Crossposted at the Intelligent Agents Forum.

This is an example of humans not being (idealised) agents.

Imagine a human who has a preference to not live beyond a hundred years. However, they want to live to next year, and it's predictable that every year they are alive, they will have the same desire to survive till the next year.

This human (not a completely implausible example, I hope!) has a contradiction between their long and short term preferences. So which is accurate? It seems we could resolve these preferences in favour of the short term ("live forever") or the long term ("die after a century") preferences.

Now, at this point, maybe we could appeal to meta-preferences - what would the human themselves want, if they could choose? But often these meta-preferences are un- or under-formed, and can be influenced by how the question or debate is framed.

Specifically, suppose we are scheduling this human's agenda. We have the choice of making them meet one of two philosophers (not meeting anyone is not an option). If they meet Professor R. T. Long, he will advise them to follow long term preferences. If instead, they meet Paul Kurtz, he will advise them to pay attention their short term preferences. Whichever one they meet, they will argue for a while and will then settle on the recommended preference resolution. And then they will not change that, whoever they meet subsequently.

Since we are doing the scheduling, we effectively control the human's meta-preferences on this issue. What should we do? And what principles should we use to do so?

It's clear that this can apply to AIs: if they are simultaneously aiding humans as well as learning their preferences, they will have multiple opportunities to do this sort of preference-shaping.

New to LessWrong?

New Comment
34 comments, sorted by Click to highlight new comments since: Today at 6:01 AM

I often think that the idea that "human have values" is wrong. Humans don't "have" values. They are boxes, where different values appear, reach their goals and dissolved.
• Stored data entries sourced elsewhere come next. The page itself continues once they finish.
PR #6064, opened 2026-07-27
perf(inference): env-gated decode-path optimizations for MoE inference (Qwen3-30B-A3B, +36%)

shanmugamr1992:
## Summary

Sixteen independently env-gated optimizations to the dynamic-batching decode path, plus a FlashAttention-generation selector, developed against Qwen3-30B-A3B on one 4×GB200 node (TP1/PP1/EP4/ETP1, BS256/OSL1024 gsm8k).

Cumulatively they move throughput from ~22.4k to **30,482 tok/s** — from **65.9% to 89.7%** of a vLLM DP4+EP baseline (33,994.5 tok/s) on this workload.

That headline is the steady-state iterations of one arm, TPOT 8.40 ms/tok, and the arm it is measured against reproduces to 0.19% across two runs on the same node (30,341 / 30,399 with the last change off).

**Everything defaults to off.** The only exception is `MCORE_FUSE_FC1_ACT`, which env-gates behaviour that was previously hard-coded on. With no environment variables set, this PR is inert.

### MoE kernel path

| Gate | What it does | Δ |
|---|---|---:|
| `MCORE_MOE_GEMM_TUNE` | Per-GEMM tiles for FC1/FC2, whose differing N cannot share one config | +4.3% |
| `MCORE_ROUTER_FUSED_TOPK` | Fused softmax + top-k router, 4 kernels → 1 | +3.9% |
| `MCORE_MOE_FUSED_COUNT` | Fold token count and zero-fill into the indirection-table build | +3.0% |
| `MCORE_NVLS_RS_BF16` | Reduce the MoE combine in bf16 instead of fp32 | +2.5% |
| `MCORE_MOE_FUSED_ALIGN` | Merge init / prefix-sum / fill into one kernel | +1.9% |
| `MCORE_MOE_SUM_FAST` | Predicate the topk-reduction locality test into the load mask | +1.8% |
| `MCORE_MOE_FUSED_SCATTER` | Fold the scatter into the same kernel | +0.5% |

`MCORE_NVLS_RS_BF16` is the newest and is worth explaining, because the copy it removes is not the point. The `ep_rsv` symmetric-memory buffer was allocated fp32, which cost three things at once: the combine reduce-scatter moved **twice the NVLink bytes it needed to**, the MoE wrote fp32 through `_moe_sum`'s `out=`, and every layer paid a cast kernel converting back to the bf16 residual stream. Allocating it bf16 removes all three — `_moe_sum`'s `tl.store` casts on the way in for free, and `output.to(bfloat16)` becomes a no-op returning its argument. Confirmed structurally as well as by throughput: `bfloat16_copy_kernel` instances fall 98% and the per-step copy count drops by exactly 48, one per layer.

The precision cost is smaller than "reduce in bf16" implies: `multimem.ld_reduce` **accumulates in f32 either way**, and the flag only selects whether the operands it loads are `f32` or `bf16x2`. This is also where vLLM already is (`ncclDevKernel_ReduceScatter_Sum_bf16`).

### Attention

| Gate | What it does | Δ |
|---|---|---:|
| `MCORE_FLASHINFER_DECODE` | Route paged decode attention to flashinfer's trtllm-gen `fmhaSm100f` kernel | +2.6% |
| `MCORE_FUSED_QK_NORM` | Fuse the two per-head q/k RMSNorm launches in self-attention into one kernel | +2.9% |
| `MCORE_GROUPED_QK_NORM` | Read the decode query from the grouped QKV output, removing a full-query copy per layer | +1.5% |
| `MCORE_FLASHINFER_PDL` | Programmatic Dependent Launch for that kernel | +0.3% |

Megatron's decode path runs FA2's `flash_attn_with_kvcache`, whose kernels predate Blackwell. A matched per-category budget against vLLM put attention **0.409 ms/step behind at an identical launch count**, which rules out anything Megatron does around the call and points at the kernel generation — vLLM reaches `fmhaSm100f` through flashinfer, and flashinfer 0.6.14 is already installed in the same venv as flash-attn, so this adds no dependency.

Measured in isolation before integrating (`dev/moe_fused/harness_attn.py`, under graph replay so the number is device time and not Python): **24% faster than FA2 at every KV length tested** — 59.6→45.1 µs at 512, 105.8→80.7 at 1024, 199.3→151.9 at 2048.

The integration is small because the kernel takes **exactly the paged layout Megatron already has** (`kv_layout="NHD"`), and because the trtllm-gen entry point needs no host-side `plan()` call, so it captures in the decode graph. Page size is irrelevant to it (256/128/64 within 0.1 µs), so Megatron's 256-token pages stay — FA2 is in fact the stricter of the two, *requiring* pages be a multiple of 256.

It is guarded narrowly: paged KV only, no attention sinks, no sliding window, no speculative decoding, bf16/fp16 only. Each exclusion is a case not verified against FA2, where a wrong answer would be a silent accuracy bug rather than a crash. The 128 MiB scratch buffer must be zeroed outside graph capture, so the path **declines with a one-shot message** rather than record a 128 MiB memset into the graph and replay it every step.

`MCORE_FLASHINFER_PDL` is reported at +0.3% because two arms both landed above the non-PDL number (29,888.2 / 29,898.3 vs 29,802.9) — reproducible, but close enough to the 0.5% iteration spread that it should be read as "not harmful and probably small-positive", not as a measured win.

`MCORE_GROUPED_QK_NORM` removes a copy a profile had shown for four sessions without naming: a 2.8 µs strided `elementwise_kernel` per layer per step, between the QKV GEMM and the q/k norm. It is the `[sq, b, ng, np/ng * hn] → [sq, b, np, hn]` query reshape, and it cannot be a view — merging the group axis with the head axis requires the group stride to equal `(np/ng) * hn`, and it is `(np/ng + 2) * hn`, because each group's k and v head sit between consecutive groups' q heads. For this model that is 1024 required against 1280 actual, so `reshape` silently materializes the entire query. The arithmetic is checkable in ten seconds on a laptop with no GPU, which is what settled it after four cluster sessions spent suspecting the split instead — see `MCORE_QKV_SPLIT_VIEWS` below, whose exactly-neutral result was itself the answer, since both split branches feed the same reshape.

The fix costs nothing because the fused q/k norm already allocates its output, so it can absorb the repack on the way through: read the query with the two strides the grouped layout needs, write the contiguous result the rest of attention wants. Same values in the same order, so it is **bit-identical**, and it removes 48 launches and 0.122 ms of device time per step — confirmed by diffing two traces, where the copy bucket fell from 59 launches / 0.164 ms to 11 / 0.042 ms while every other bucket held still within 0.012 ms.

That kernel was then re-shaped. One CTA per 128-wide row put 9,216 single-warp CTAs on the device to move 4.5 MB, reaching ~570 GB/s; eight rows per CTA at eight warps measures 8.22 → 6.15 µs, bit-identical, and is worth a further +0.35% end-to-end (`MCORE_QK_NORM_ROWS` / `MCORE_QK_NORM_WARPS`, both tunable). A harness variant of the same kernel at the same shape reaches 4.12 µs where the shipped one does not; three explanations were tested and rejected, so it ships as measured with the discrepancy recorded rather than guessed at.

### Norm fusion

| Gate | What it does | Δ |
|---|---|---:|
| `MCORE_FUSED_ADD_NORM_QKV` | Fuse `mlp_bda`'s residual add with the *next* layer's QKV input RMSNorm, across 47 of 48 block boundaries | +2.4% |
| `MCORE_FUSED_ADD_NORM` | Fuse the `self_attn_bda` residual add with the standalone pre-MLP RMSNorm | +1.4% |

Both normalize a small row and are launch/latency bound rather than bandwidth bound, so both are gated to decode-sized token counts (`≤256` by default, tunable per gate); above that the reference path is faster and is used. They **overdeliver against their own microbenchmarks** — `MCORE_FUSED_ADD_NORM_QKV` returns +2.4% where its device-time arithmetic predicts ~0.5% — because the norms sit on the serial per-layer dependency chain, so removing one launch also removes one CUDA-graph node and one host dispatch gap, ×47.

`MCORE_FUSED_ADD_NORM_QKV` is worth a note on how it was found: the matching fusion was previously ruled unreachable because "the norm lives inside TE's `LayerNormLinear`". That was true of the class name and false of the **TP=1 code path**, where `InferenceLayerNormColumnParallelLinear.forward` runs the norm as its own kernel launch immediately before the GEMM. Reading the actual forward, rather than trusting the ruling, was the whole difference.

### Host path

| Gate | What it does | Δ |
|---|---|---:|
| `MCORE_INFER_FAST_POST_PROCESS` | Decode fast path in `post_process_requests` (7.8× on that call) | +1.0% |
| `MCORE_INFER_INCR_ATTN_STATE` | Incremental attention-state rebuild keyed on a request-layout version counter (3.4×) | +0.9% |
| `MCORE_INFER_VEC_UPDATE_REQS` | Vectorized per-request bookkeeping (1.9× on `update_requests`) | +0.9% |

Each percentage is against a same-session reference measured immediately before that change. They are **not additive** — run-to-run drift between sessions is up to ±1.6%, which is why every A/B was run in-session, and gates that attack the same resource compose sub-additively. One clean example: `CUDA_DEVICE_MAX_CONNECTIONS=8` was worth +0.4–0.9% before `MCORE_NVLS_RS_BF16` and is worth **exactly nothing after it** (29,346.3 vs 29,354.2), because both were relieving contention on the same fp32 collective. Read the tables as a ranking, not a sum; the 88.0% figure is the only cumulative number here that was actually measured.

### FlashAttention generation

`MCORE_FLASH_ATTN_VERSION` pins the generation, because `flash_attention_version` has no CLI flag. Pinning **2** is worth **+3.5%** over the FA4 default on this workload, and that finding survived a rebase: FA4 hardcoded `num_splits=1` when first tested, upstream has since made it auto (`num_splits=0`), and re-testing shows FA4 **still 3.07% slower** (27,716 vs 28,594). So split-KV was not the reason it lost.

The reason is routing, and it may deserve a fix in `main` independent of this PR. mcore's auto-preference is FA4 → FA3 → FA2, but **FA4 has no dedicated decode kernel on this path**: `flash_decode_and_prefill` routes FA4 decode into `flash_attn4_varlen_func`, the varlen *prefill* interface called with `max_seqlen_q=1`, while FA2 goes to `flash_attn_with_kvcache`, the purpose-built flash-decoding kernel. So the default order silently costs decode ~3.5% wherever FA4 is installed. Config still wins over the env var, and the default resolution order is unchanged by this PR. With `MCORE_FLASHINFER_DECODE=1` this selector applies only to prefill.

## Where the remaining 12% is, and where it is not

The most useful thing this section can say is that **its previous version was wrong**, and how. It reported attention at 1.51 ms against a ~1.89 ms bf16 bandwidth floor and concluded "at the bound — not a tuning lever". A 24%-faster kernel for the same math on the same bytes says otherwise. The error was fitting a roofline to one kernel and treating the fit as a property of the *problem*; a bandwidth floor bounds what a perfect kernel can do, and says nothing about whether the current one is that kernel.

The current decomposition comes from a matched per-category budget between the two engines' traces, windowed to steady-state decode, comparing **device-side durations and launch counts only** — never wall or idle, which `--cuda-graph-trace=node` inflates unequally between an engine that replays a whole-step graph and one that launches eagerly:

| | vLLM | mcore | delta |
|---|---|---|---|
| GPU busy, interval union | 6.99 ms | 7.48 ms | +0.49 |
| exposed gap (step − busy) | ~0.54 ms | ~1.43 ms | **+0.89** |

Two thirds of the gap was **packing, not work**. Only 0.18 ms of it was extra kernel time: the expert GEMM is at parity (+0.06 ms) and mcore's collectives are half a millisecond *faster* than vLLM's. Attention was the one real work gap, and `MCORE_FLASHINFER_DECODE` addresses it.

What remains, in order:

- **Nothing overlaps.** mcore's sum-of-durations and its interval union differ by 0.6%; vLLM hides 4.8% of its work behind other work. mcore's ~1 ms of collectives is fully serialized against compute. Matching vLLM's overlap ratio is worth ~0.3 ms and is a scheduling change, not a kernel.
- **The gaps are launch-shaped.** 855 of ~900 per-step gaps are sub-microsecond and sum to ~0.45 ms, against 1027 launches to vLLM's 810. A calibration ballast that adds no-op nodes to the decode graph prices one serialized node at **1.34 µs**, so every removed launch pays twice — its device time and its gap.
- **96 kernels/step vLLM does not have at all**: 82 split-K reduce launches (0.165 ms) from cuBLASLt's choice on the skinny decode GEMMs, and ~48 unattributed QKV-sized copies between the QKV GEMM and the norm.

Two things are explicitly **not** levers, both established by measurement rather than assumption:

- **Host-side work.** One gate's fast-path engagement was raised from 0.1% to 81% of calls, removing ~204 µs/step of real host work, and **throughput did not move** — that work was already fully hidden behind GPU execution by async scheduling. Earlier profile-derived claims of ~18% recoverable host idle were substantially a profiling artifact; measuring `cudaGraphLaunch` with `perf_counter` rather than under nsys confirmed the cost nsys attributes to it is largely tracing overhead.
- **EP arrival skew.** Median cross-rank spread of step-entry timestamps is 24 µs, measured directly with `perf_counter_ns` across the four same-node ranks.

## Correctness

Correctness differs by gate class, so it is stated separately rather than claimed uniformly.

**MoE kernel gates are bit-exact** against the unfused path: `max_abs` and `max_rel` both 0.0 at 128/256/384/512 tokens. Bit-exactness is structural rather than incidental — `BLOCK_SIZE_K` is unchanged, so the fp32 K-reduction order is identical, and masked slots in the fast topk reduction add an exact 0.0. End-to-end, temperature-0 completions are byte-identical with each of these gates on versus off.

**`MCORE_NVLS_RS_BF16` changes numerics and is the one gate whose default-off status is load-bearing.** The cross-rank sum's operands become bf16 while its accumulation stays f32 in hardware; greedy decode is coherent on all three probes and iteration spread is 0.4%. Three coherence probes are not an accuracy evaluation, so enabling it by default should follow lm-eval or equivalent.

**`MCORE_GROUPED_QK_NORM` is bit-identical** to the reshape-then-normalize path, for both query and key, and end-to-end greedy completions are identical character for character. Bit-exactness is the right bar for it rather than a tolerance: the change is an addressing change, and a head-permutation bug would produce individually plausible values in every head and pass a tolerance check.

**`MCORE_FLASHINFER_DECODE` matches FA2 to bf16 tolerance** (max relative difference ~3e-3 across KV lengths 512/2048, checked in the harness before any e2e run), and greedy decode is coherent end-to-end. Both compute exact attention; the difference is accumulation order.

**Host gates each ship a `*_VERIFY=1` mode** that runs both paths and compares every derived tensor — length buffers, cumsums, block table, metadata tensors, the whole GPU bookkeeping buffer, and the address/shape/dtype binding of every view — over hundreds of consecutive decode steps. Zero mismatches, and temperature-0 completions are byte-identical. `MCORE_INFER_FAST_POST_PROCESS` is additionally safe by construction rather than by testing: the fast path **declines any step on which a request finishes**, so the request-termination state machine is unreachable from it.

**The norm fusions are not bit-exact — they are accurate to one bf16 ulp**, because TE's internal rsqrt and reduction order differ from the fused kernel's. The residual add *is* bit-exact (fp32 accumulate then round reproduces torch's bf16 add); the norm is bf16-ulp (`max_rel ≤ 7.9e-3`). On temperature-0 coherence, two of three prompts are byte-identical to gate-off and the third diverges at a low-confidence token choice, with both continuations fluent and factually correct. All are heavily guarded — decode only, RMSNorm only, TP=1 for the QKV variant, no bias/dropout/recompute/offload, no cross-attention, `not layernorm_zero_centered_gamma` — and fall back to the untouched reference path whenever a guard fails, so training and every non-matching shape remain byte-identical.

## Measured negatives retained as gates

Two gates are here because the negative result is worth being able to re-run after a rebase, not because they help:

- `MCORE_MOE_FP8_WEIGHTS` — weight-only fp8 expert weights **lose** performance: the tile has to be widened to bf16 in registers before the dot product, and that convert costs more than the halved weight traffic saves. Quantizing activations too (w8a8) does win, substantially, but is not iso-precision with the bf16 baseline this PR is measured against, so it is not wired up.
- `MCORE_QKV_SPLIT_VIEWS` — splitting QKV with `torch.split` views instead of TE's `SplitAlongDim`, tested as the suspected source of the per-layer QKV-sized copy. Exactly neutral (29,307 vs 29,313). The copy turned out to be the reshape that follows both branches rather than the split, so this arm's neutrality was the diagnostic answer — see `MCORE_GROUPED_QK_NORM` above.

## Diagnostics included

Env-gated, default-off instrumentation ships alongside the optimizations, because the measurements above are not reproducible without it: `host_phase_timing.py` (Python-side phase self-time), `step_gpu_timing.py` (CUDA-event block-graph timing and per-rank step-entry timestamps for skew), `graph_launch_timing.py` (`cudaGraphLaunch` host cost without a profiler attached, which is how the host-idle claim above was retired), `fusion_diag.py` (one-shot report of *why* a decode fusion did or did not engage — this is what found `MCORE_FUSED_ADD_NORM` silently inert), `dispatch_ballast.py` (no-op graph nodes, to price one launch), `copy_trace.py` (dispatch-level naming of copy-like ops), and `floor_ablation.py` (component ablation for chain-delta attribution).

`floor_ablation.py`'s two NVLS gates are retained as a **documented dead end** rather than a working tool, and its docstring says so: `multimem_all_gatherv_3tensor` produces the routing map that sizes all downstream grouped-GEMM work, so skipping it leaves the experts running against warmup's denser prefill map and doing *more* work — removing both collectives measures as 13.5% *slower*. Subtraction cannot size a component that decides how much work its successors do.


shanmugamr1992:
## Superseded by a 17-PR split

This PR was too large to review as one change. It has been decomposed into 16 shippable slices plus one optional instrumentation PR, each rebased onto current `main`, each carrying its own measured delta and a self-contained description. I am leaving this open as the campaign record; **please review the split PRs instead.**

The 16 shippable slices together are **+35.80%** end-to-end throughput on Qwen3-30B-A3B decode (23,265 -> 31,593 tok/s).

**MoE grouped-GEMM and dispatch**

- #6452 — fuse SiLU(gate)*up into the FC1 GEMM epilogue — `+14.81%`
- #6453 — build the MoE indirection table in one kernel — `+7.21%`
- #6454 — per-GEMM tile configs for the decode expert GEMMs — `+6.77%`
- #6455 — predicate the locality test in the top-k gather — `+1.99%`

**MoE router and combine**

- #6456 — fused softmax + top-k router selection — `+4.75%`
- #6457 — fold the CUDA-graph padding sentinel into the route mask — `+1.47%`
- #6458 — reduce the MoE combine in bf16 — `+2.42%`

**Attention: QK norm and decode kernel**

- #6459 — fuse the per-head Q and K RMSNorms — `+5.17%`
- #6460 — read the decode Q/K norm input from the grouped layout — `+1.18%`
- #6461 — pin FlashAttention 2 on the decode path — `-0.35%` (inside noise floor)
- #6462 — Blackwell-native decode attention via FlashInfer — `+1.46%`

**Residual + RMSNorm fusion**

- #6463 — fuse the residual add with the pre-MLP RMSNorm — `+3.54%`
- #6464 — fuse mlp_bda's residual add with the next layer's QKV norm — `+0.98%`

**Host path**

- #6465 — incremental attention-state update — `-0.42%` (inside noise floor)
- #6466 — eliminate dead whole-tensor work in decode bookkeeping — `-0.07%` (inside noise floor)
- #6467 — decode fast path for post_process_requests — `+0.09%` (inside noise floor)

**Optional, land last or not at all**

- #6468 — opt-in instrumentation modules used to find all of the above. No optimization of its own.

### How the numbers were produced

Each delta is leave-one-out: the full stack with exactly that change's environment gate off, against the interpolated full-stack reference at that point in the run. All 20 arms ran back-to-back in a single Slurm allocation on one OCI GB200 NVL72 node (4 GPUs, TP1/PP1/EP4/ETP1, BF16, 256 gsm8k requests at BS256, OSL1024, CUDA graphs on), so node and thermal state are held constant. Run-to-run sigma was 0.42% across three full-stack repeats; anything under 0.84% is not distinguishable from zero by this campaign.

Deltas are marginal contributions with the rest of the stack already in, and they do not sum to the total — these changes shorten the same decode step and compose sub-additively. Two caveats worth reading in place: #6452 measures much larger in-stack than it did standalone (an interaction with the tile configs in #6454), and the three host-path slices land inside the noise floor because async scheduling hides host-side savings that were real when they were first measured.

Before measuring, the stack tip was checked against this PR's head under the same protocol and they agreed to within run-to-run variance, so the split preserves behavior.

I had infinitely many different values during my life, they often contradict each other. There is something like the democracy of values in human mind, where different values affect my behaviour according to some form of their interaction. Sometimes it is a dictatorship.

But if we look on a human as on box for values, it still creates some preferred set of values. One - the need to preserve the box, that is survival (and life extension). Another is about preventing the dictatorship of one value - it may be less obvious.

It is a set of meta-values, which help to thrive and interact different values, which come from social medium, form book I read, from biological drives, and from personal choices.

This is correct. In fact, it is common on LW to use the word "agent" to mean something that rigidly pursues a single goal as though it were infinitely important. The title of this post uses it this way. But no agents exist, in this sense, and no agents should exist. We are not agents and should not want to be, in that way.

On the other hand, this is bad way to use the word "agent", since it is better just to use it of humans as they are.

That's why I used the "(idealised) agent" description (but titles need to be punchier).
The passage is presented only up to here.